E FU COSI’ CHE ALL’UNESCO  DI MAIO NOMINO’ LINO BANFI

E FU COSI’ CHE ALL’UNESCO  DI MAIO NOMINO’ LINO BANFI….

Non facciamo gli schizzinosi né gli intellettuali con la puzza sotto il naso.Con un governo del popolo, presieduto da un avvocato del popolo,  con un vice-ministro che si ritiene espressione del popolo,  non poteva che essere Lino Banfi o un suo equivalente il prescelto per rappresentare l’Italia all’Unesco.

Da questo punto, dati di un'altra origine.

PR #199, opened 2015-10-09
Added new base Controller for some sonata bundles

core23:


Soullivaneuh:
@rande What do you think? 

Related to https://github.com/sonata-project/SonataNewsBundle/pull/257#issuecomment-146780106

Don't know if should be a minor or a patch.

Controller/Controller.php
```diff
@@ -0,0 +1,32 @@
...
+ * For the full copyright and license information, please view the LICENSE
+ * file that was distributed with this source code.
+ */
+
+namespace Sonata\CoreBundle\Controller;
+
+use Symfony\Bundle\FrameworkBundle\Controller\Controller as BaseController;
+use Symfony\Component\HttpFoundation\Request;
+
+abstract class Controller extends BaseController
```
pulzarraider: Abstract classes should be prefixed with `Abstract`, see [Symfony naming conventions](http://symfony.com/doc/master/contributing/code/standards.html#naming-conventions).

Soullivaneuh: Indeed, good catch @pulzarraider. :+1:

core23: Thanks for the hint. Renamed the class to ``AbstractController``

core23:
@rande Can you please review?

core23:
As the symfony Controller isn't abstract, should this controller be abstract?

OskarStark:
Yes please



Am Freitag, 16. Oktober 2015 schrieb Christian Gripp :

Soullivaneuh:
ping @rande

rande:
I don't see the need of this controller. Ok you save a few lines on each controller, but you add inheritance complexity. Why not using ``$request = $request ?: $this->getRequest()`` when required ? It will be easier to remove when a major version will be introduce.

Soullivaneuh:
The `resolveRequest` private method was already introduced on admin-bundle. It's just a reuse.

BTW, this abstract controller can be used later for other BC tricks and common tools.

rande:
@Soullivaneuh Yep, but it is in the same controller. I think we can see how we can solve futur problems once we get them. No need to over solve problems that don't exist yet. (again it is my 2 cents :)

core23:
Any other opinions for handling the new ``Request`` parameter in ``Controller``s or should we follow the approach by @rande ?

OskarStark:
I am :-1:  for adding a new BaseController

Soullivaneuh:
> I am :-1:  for adding a new BaseController

Could we know why?

OskarStark:
IMO we just make this turn to stay BC, right?

Now we are creating a new BaseController which we should delete in the next major version, if there are no new methods.
But at this point we have to handle the BC for a non existant class.

And the benefit is nearly zero now, unless we really need a BaseController for new functionality as @rande said.

core23:
As @rande and @OskarStark said, the benefit for this is really low. I'll close this for now.

PR #201, opened 2015-10-25
Set specific cocur/slugify version constraint

florianeckerstorfer:
We will be releasing Version 2.0 of [cocur/slugify](https://github.com/cocur/slugify) in the next few months and since it might break compatibility I suggest setting a more strict version constraint (e.g., `~1.4` for the package.


Soullivaneuh:
Thank you @florianeckerstorfer.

Deve trattarsi di una trovata a fini elettorali ,cioè la cooptazione di un comico supertrasmesso sugli schermi televisivi, di una notorietà sconfinata, ormai di casa in tutti i tinelli italiani ,che dopo averci deliziato con le sue gag in gergo barese  e le sue costruite disavventure  amorose  con una irraggiungibile Edvige Fenech, ha finito per vestire i panni di “nonno Lino” e, di fatto, diventare virtualmente uno di famiglia, il “nonno” degli italiani che votano.

Popolarissimo,dunque, e amato dagli italiani. Può bastare ? Alla Casaleggio debbono aver valutato i pro e i contro e avranno ragione loro se riusciranno a realizzare un legame identitario fra M5Stelle e  Lino Banfi  che il popolarissimo attore esclude. Rimane da considerare il merito cioè  che attinenza può avere  la carriera artistica di Lino Banfi, in tutte le sue versioni, con le  attività d’istituto dell’UNESCO che, fino a prova contraria,si occupa di problemi complessi quanto  impegnativi. Ecco come viene presentata  su internet.

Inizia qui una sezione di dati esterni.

PR #204, opened 2015-11-04
[FIX] Doc

Th3Mouk:
The problem occurs when the form type is used without the locale.
`Moment.js` library is able to manage the current locale but without them the `sonata_type_datetime_picker` field is bugged.

### DIFF
--- a/Resources/doc/reference/form_types.rst
+++ b/Resources/doc/reference/form_types.rst
@@ -315,7 +315,7 @@ In your layout, you'll need to add the assets dependencies (feel free to adapt t
     <head>
         <!-- ... -->
         <script type="text/javascript" src="path_to_jquery.min.js"></script>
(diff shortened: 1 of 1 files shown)


OskarStark:
Looks ok to me 

Ping @Soullivaneuh

Soullivaneuh:
@Th3Mouk Could you provide a how to reproduce case?

Th3Mouk:
@Soullivaneuh Yes i've the problem on Debian 8 servor on php 5.6.7, on `SiteAdmin.php` `enabledTo` field. Without the locales i've invalid parse error.

Soullivaneuh:
I mean, code to reproduce and the exact error. :-)

Th3Mouk:
No need to code just a fresh install of SonataPageBundle

OskarStark:
I can reproduce this error to, thank you @Th3Mouk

L’UNESCO è un’agenzia specializzata delle Nazioni Unite creata con lo scopo[3] di promuovere la pace e la comprensione tra le nazioni con l’istruzione, la scienza, la cultura, la comunicazione e l’informazione per promuovere “il rispetto universale per la giustizia, per lo stato di diritto e per i diritti umani e le libertà fondamentali[4] quali sono definite e affermate dalla Dichiarazione universale dei diritti umani .

Dunque le Nazioni Unite. Lino Banfi per primo è consapevole dei suoi limiti  e di una incolpevole inadeguatezza a ricoprire quel ruolo ma debbono averlo convinto al di à delle sue esitazioni. Alla conferenza stampa indetta da Di Maio si è presentato nella sua semplicità disarmante  e non si è sottratto a riconoscere l’ asimmetria e l’incongruenza della nomina con la sua carriera artistica. Si è limitato a dire che porterà un sorriso per il mondo ma, purtroppo per lui e noi, sono tempi di tribali sovranismi contro cui i sorrisi possono fare molto poco.

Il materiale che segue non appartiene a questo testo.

PR #220, opened 2015-12-11
prepend config no matter how things are organised

greg0ire:
Mea culpa : I did not understand why there were several config blocks
when writing this piece of code, but now it is clear : in my
application, I am the configuring sonata admin security part in
security.yml, and the other parts in config.yml . The part in security
is the first config block, but it does not contain the options key (the
part in config.yml does). This change will prepend the config as soon as
the requested config key is detected, no matter whether the
configuration is split or not. If this key appears twice in different
config blocks, the last occurrence will have its value taken into
account.

### DIFF
--- a/DependencyInjection/SonataCoreExtension.php
+++ b/DependencyInjection/SonataCoreExtension.php
@@ -34,11 +34,13 @@ class SonataCoreExtension extends Extension implements PrependExtensionInterface
     {
         $configs = $container->getExtensionConfig('sonata_admin');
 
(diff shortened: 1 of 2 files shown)


rande:
@greg0ire Can you add unit test on the prepend function thanks.

greg0ire:
Ok, I'm on it.

greg0ire:
@rande done

OskarStark:
Thank you @greg0ire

Non è dato sapere se dietro la scelta di nominare Lino Banfi all’UNESCO c’è la genialità di quel Casalino che prepara le conferenze stampa e i cartelli da ostentare salvo dover subire l’indisponibilità di Salvini a farsi gestire il quale, questa volta, con cauta sobrietà, si è limitato a irridere la nomina osservando :” E perché no Jerry Calà, Umberto Smaila o Renato Pozzetto ?”. Guarda caso tutti e tre milanesi mentre Banfi è pugliese ma questa volta la razza padana non c’entra. La verità è che, fosse vissuto Totò, principe De Curtis, sovrano riconosciuto della italica comicità, nemmeno lui poteva offrire titoli e requisiti sufficienti per poter rappresentare l’Italia all’UNESCO. Forse Dario Fo, premio Nobel che faceva anche ridere, ma prevalentemente, nei suoi spettacoli, spargeva cultura a piene mani per non dire degli affollati incontri teatrali in cui, con un grande schermo alle spalle, illustrava i capolavori della pittura italiana.

Bisognerà attendere i primi impegni che Lino Banfi sarà chiamato ad assolvere per capire meglio il senso della sua utilizzazione da parte del M5Stelle ma, molto probabilmente,  si sarà già votato per le europee e lo stesso Banfi si  sarà reso conto che serviva la sua popolarità per contenere la frana di consensi che si annuncia.